Although Ill. Rev. Stat. 1971, ch. 102, par. 42, generally requires the meetings of administrative and advisory bodies to be open to the public, we note that it does not prevent "an advisory committee appointed to provide a public body with professional consultation on matters germane to its field of competence from holding a closed session to consider matters of professional ethics or performance."
• 1 The court of claims has exclusive jurisdiction to hear and determine "[a]ll claims against the State for damages in cases sounding in tort, if a like cause of action would lie against a private person or corporation in a civil suit * * *." (Ill. Rev. Stat. 1973, ch. 37, par. 439.8(d); see Powers v. Telander, 129 Ill. App.2d 10, 262 N.E.2d 342.) At oral argument plaintiffs conceded that their mere allegation of the commission of an assault and battery, a tort, by agents of the State allegedly acting within the scope of their authority, would not be sufficient to place their claim within the jurisdiction of the circuit court. They assert, however, that since they averred that in closing its meeting the faculty senate had acted in violation of a statutory provision, defendants therefore exceeded their authority in expelling them, were not acting in their official capacity and consequently the court below was the proper forum for the resolution of their claim. There is no claim that plaintiffs were beaten up or manhandled, only that they were escorted from the room.

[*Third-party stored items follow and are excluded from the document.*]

PR #1507, opened 2024-08-07
MariaDB gosu - use exec and quote user

grooverdan:
Without exec, the mariadbd doesn't end up with PID 1 and this results in errors managing the container.

bash was also unneeded.

Closes https://bugzilla.opensuse.org/show_bug.cgi?id=1213154


dirkmueller (approved):
Oh wow, we screwed this up the 3rd time in a row! :-( thanks for the fix!

PR #1519, opened 2024-08-08
Make package_name attribute optional

dirkmueller:
If not overridden, simply use $name-image as default.


dcermak (commented):
This causes package renames of tomcat, java & postgres. I don't think we want that?

dirkmueller:
> This causes package renames of tomcat, java & postgres. I don't think we want that?

This is just the bot doing nonsense I think. I'll verify in a new PR

dirkmueller:
it works in the new PR

PR #1523, opened 2024-08-09
Fix fetching of the mariadb scripts

dirkmueller:
3264da304a5ed7fe3ff03936277d0e02d00d7b04 broke update-files becaues it now tried to fetch the files called "minor" from GitHub which do not exist. This would have been prevented by having versions in a separate object tree.


PVlasin (approved):
OK

PR #1526, opened 2024-08-09
Make package_name attribute optional

dirkmueller:
If not overridden, simply use $name-image as default.


dirkmueller:
continuation of #1519 hopefully without the bot doing nonsense.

• 2 Whether a suit against a State employee is, in fact, a suit against the State and hence one that must be heard in the court of claims depends upon the nature of the employee's alleged conduct and the relief sought. ( Powers.) If the relief sought "could operate to control the action of the State or subject it to liability," the suit is deemed to be against the State. ( Struve v. Department of Conservation, 14 Ill. App.3d 1092, 1094, 303 N.E.2d 32; Schwing v. Miles, 367 Ill. 436, 11 N.E.2d 944.) In the instant case plaintiffs alleged that Cheston, Hartnett and Johnson were State employees, that in expelling non-members of the faculty senate from the meeting they were acting pursuant to a directive of that body, and that the faculty senate is supported by and expends tax revenues. Plaintiffs assert that their right to a judgment is contingent upon a finding that the faculty senate could not close its meetings to the public. Thus it is clear that the relief sought will affect the manner in which the faculty senate, a State agency, can conduct its affairs. On the basis of the amended complaint before us there can be no doubt that defendants were acting in their official capacity, pursuant to the authorization of the faculty senate, an agency of the University of Illinois and the State. We believe, therefore, that the State is the real party against which relief should be sought. The court below properly dismissed Count III for want of jurisdiction, and we affirm the judgment.
Affirmed.
SULLIVAN, P.J., and BARRETT, J., concur.